(Saved data entries)
PR #4747, opened 2026-08-15
feat(security): explain a public-key mismatch instead of asserting one (#4738)

### LINKED ISSUE #4738: [FEAT] Improve "security risk" warning with explanation, guidance, and severity levels
## Current behavior

When MeshMonitor detects that a node's current public key doesn't match the one it originally stored, the node details page shows a bare warning: **"This node is a security risk"** with no further explanation.

This leaves users unsure what triggered the warning, what the actual risk is, and what they should do about it.

## Requested improvement

Replace the bare warning with contextual guidance covering three things:

### A. Explain what changed
State that the node's public key no longer matches the key MeshMonitor recorded when it first saw the node — a "public key mismatch."

### B. Explain why it matters
- **High risk scenario:** If the user has previously sent encrypted DMs to (or administered) this node, a key change could mean someone is impersonating the node. Any future DMs sent to this node would be encrypted to the new (possibly attacker-controlled) key, risking interception or impersonation.
- **Low risk scenario:** If the node has only ever been seen on public channels, the practical risk is minimal — public channel traffic is unencrypted anyway.

### C. Explain what to do
- Verify the key change with the node owner through a trusted out-of-band channel (phone, in person, etc.).
- If the change was intentional (factory reset, reflash, new firmware), delete the node from MeshMonitor and let it re-exchange keys naturally.
- If the change can't be verified, avoid sending sensitive DMs to that node.

### D. Consider severity levels
Show different warning severity based on the user's history with that node:
- **High** — the user has previously DM'd or administered this node (real risk of interception).
- **Low** — the node has only been observed on public channels (minimal practical risk).

This lets users triage quickly instead of treating every key rotation as equally alarming.

---

Requested by NullVoid on Discord.

Authored by NodeZero 0️⃣

Yeraze:
Closes #4738.

`"This node is a security risk"` was the worst shape a security warning can take: alarming enough to worry about, too vague to act on, and **identical whether or not the user had anything at stake**.

Now it explains what changed, why it matters, and what to do.

## The part that does the real work: severity tracks *exposure*, not the event

A key change is the same event either way. What differs is whether the user ever encrypted anything to the old key.

- **Only seen on public channels** → informational. That traffic was never protected by this key, so there is little practical risk. Nodes routinely change keys after a factory reset or reflash.
- **Has sent DMs (or administered the node)** → needs attention. Something *was* encrypted to the old key, so interception and impersonation are real questions.

Treating both as equally alarming is precisely how users learn to dismiss a warning without reading it — which makes the warning worse than useless on the day it matters.

Exposure is measured by DMs the user **sent**, not received: a node messaging you doesn't mean you encrypted anything to it. Remote-admin traffic counts too, since it's PKI-encrypted the same way.

## Three details that shape the copy

**Verification is listed before deletion.** Deleting the node re-exchanges keys and destroys the evidence, so "just delete it" must not be offered before the user has had a chance to confirm the change was legitimate.

**"Avoid sensitive DMs" only appears for users who send DMs here.** Advice that doesn't apply trains people to skim the advice that does.

**Severity is stated in words, not only colour** — colour alone conveys nothing to a user who can't distinguish it. Guidance sits behind a disclosure so the common low-severity case stays scannable.

## Scope

Deliberately limited to the **key-mismatch** case. The same banner also fires for low-entropy and duplicate-key detections; those are different problems needing different guidance, and rewriting their copy is not what this issue asked for. They keep the existing banner.

## Verification

- Full suite: **15,132 passed, 0 failed**, 0 failed suites.
- 16 tests across the pure guidance helper and the component.

**On the count:** 815 skipped rather than 109 — the PostgreSQL/MySQL containers are stopped, since they hold ports the hardware system-test runner on this host needs (they broke the rc3 release PR). This change touches no schema, migration or repository code, and CI runs both backends as service containers.

### DIFF
--- a/public/locales/en.json
+++ b/public/locales/en.json
@@ -5089,5 +5089,15 @@
   "site_planner.transmitter": "Transmitter",
   "site_planner.proposed_site": "Proposed site",
   "site_planner.frequency": "Frequency (MHz)",
-  "site_planner.unknown_region": "This radio reports region {{region}}, which MeshMonitor has no frequency band for. Set the frequency manually — the default below is a guess."
+  "site_planner.unknown_region": "This radio reports region {{region}}, which MeshMonitor has no frequency band for. Set the frequency manually — the default below is a guess.",
+  "key_mismatch.headline": "This node's public key has changed",
+  "key_mismatch.severity_high": "Needs attention",
+  "key_mismatch.severity_low": "Informational",
+  "key_mismatch.risk_high": "You have sent encrypted direct messages to this node, which were encrypted to its previous key. A key change can mean the node was reset or reflashed — or that something else is now impersonating it. Future DMs would be encrypted to the new key, so if it is not genuinely this node, they could be read by whoever controls it.",
+  "key_mismatch.risk_low": "You have only seen this node on public channels, which are not protected by this key, so there is little practical risk to you. Nodes commonly change keys after a factory reset or firmware reflash.",
+  "key_mismatch.show_actions": "What should I do?",
+  "key_mismatch.hide_actions": "Hide guidance",
+  "key_mismatch.action_verify": "Confirm the change with the node's owner over a channel you already trust — in person, by phone, or another route that does not depend on this mesh.",
+  "key_mismatch.action_intentional": "If the change was expected (factory reset, reflash, new firmware), delete this node in MeshMonitor and let it exchange keys again naturally.",
+  "key_mismatch.action_avoid_dms": "Until you have confirmed it, avoid sending anything sensitive to this node by direct message."
 }
--- a/public/locales/en.json
+++ b/public/locales/en.json
@@ -5094,7 +5094,7 @@
   "key_mismatch.severity_high": "Needs attention",
   "key_mismatch.severity_low": "Informational",
   "key_mismatch.risk_high": "You have sent encrypted direct messages to this node, which were encrypted to its previous key. A key change can mean the node was reset or reflashed — or that something else is now impersonating it. Future DMs would be encrypted to the new key, so if it is not genuinely this node, they could be read by whoever controls it.",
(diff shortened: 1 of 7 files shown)


Yeraze:
Addressed in 54b10e71. Both findings were real.

**Sent-DM count → `isMyMessage`.** You framed this as consistency; it's more than that. `isMyMessage` also excludes `spoofSuspected` messages, so a **forged message claiming to be from us** can no longer be counted as us having encrypted something to this node. That would have inflated the severity of the very warning meant to detect impersonation — the failure mode is precisely the attack the warning exists for. Good catch.

**`hasAdministered` was never passed — correct, and there is no data source.** I checked: MeshMonitor stores no per-node remote-admin history, and admin traffic isn't persisted as messages (`getDMMessages` filters `portnum === 1`, and admin is a separate port handled outside the message store). `meshcore_nodes.lastAdminCheck` is MeshCore-specific and means something else.

So rather than invent a signal, I did two things:

1. Kept the parameter in the pure model — the exposure is real, it's tested, and it's ready for whenever that history exists — but documented at its definition that nothing supplies it.
2. **Changed the low-risk copy to state the omission**: it now says MeshMonitor doesn't track remote-admin history, and that a user who has administered the node should treat the change as needing attention.

The direction matters here. Under-warning is the dangerous error for a security notice, so where the data is missing the UI says so rather than implying a certainty it doesn't have. Silently showing "little practical risk" to someone who had admin access would have been the worst outcome of the three.

**Inline styles in `MessagesTab`** — acknowledged. The surrounding banner is entirely inline-styled, so the new component's Clear button matches its neighbours rather than introducing a lone module-styled control mid-banner. The component itself uses a CSS module per CLAUDE.md; converting the legacy banner around it is a separate cleanup.

Full suite: 15,133 passed, 0 failed. `lint:ci` and `tsc` clean.

PR #4748, opened 2026-08-16
fix(i18n): offer Polish, and fail CI when a ready translation is not listed

Yeraze:
Fixes the language-selector drift I flagged while triaging #4742.

## The problem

Work request:
Among the lines above, find each one containing the string "component" and copy it.

Your solution:
- 16 tests across the pure guidance helper and the component.
**Inline styles in `MessagesTab`** — acknowledged. The surrounding banner is entirely inline-styled, so the new component's Clear button matches its neighbours rather than introducing a lone module-styled control mid-banner. The component itself uses a CSS module per CLAUDE.md; converting the legacy banner around it is a separate cleanup.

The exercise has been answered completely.